PR #2394, opened 2021-08-23
Use pgx driver defaults in migration

### LINKED ISSUE #2302: Remove default value for db_connection_string
It is hardly usable, and it masks away errors when the config isn't loaded properly.
Better to exit if that value is missing, instead of returning a connection error which isn't always very indicative to the fact that there's no db running in the other end.

arielshaqed:
golang-migrate has a subtly different default: it relies on a database name
inside the DB connection URL.  Explicitly create migration database.Driver,
to allow using the empty default value.

Fixes #2302.

### DIFF
--- a/pkg/db/migration.go
+++ b/pkg/db/migration.go
@@ -8,6 +8,7 @@ import (
 	"time"
 
 	"github.com/golang-migrate/migrate/v4"
+	"github.com/golang-migrate/migrate/v4/database"
 	"github.com/golang-migrate/migrate/v4/database/postgres"
 	"github.com/golang-migrate/migrate/v4/source"
 	"github.com/golang-migrate/migrate/v4/source/httpfs"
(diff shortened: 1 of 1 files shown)


nopcoder (dismissed):
Simple - like!

arielshaqed:
Doesn't actually migrate with an empty connection string, sorry.  Dismissing review, will explicitly request another review when it appears actually to work :shrug:.

arielshaqed:
Actually sorry, it _does_ work.  Tested by removing the connection_string from my config, and then running with
```ini
    PGUSER=lakefs
    PGPASSWORD=lakefs
```

Works for both `migrate` and `run`.

Please see that the above test convinces you, and if so -- please reapprove.

nopcoder (approved):
Still thinks its doing good

arielshaqed:
Thanks -- and sorry for the runaround!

····················

With the line that contains "Actually sorry, it" as your start, reproduce the data above exactly through its last line, and nothing before that start.

▶ Response box:
Actually sorry, it _does_ work.  Tested by removing the connection_string from my config, and then running with
```ini
    PGUSER=lakefs
    PGPASSWORD=lakefs
```

Works for both `migrate` and `run`.

Please see that the above test convinces you, and if so -- please reapprove.

nopcoder (approved):
Still thinks its doing good

arielshaqed:
Thanks -- and sorry for the runaround!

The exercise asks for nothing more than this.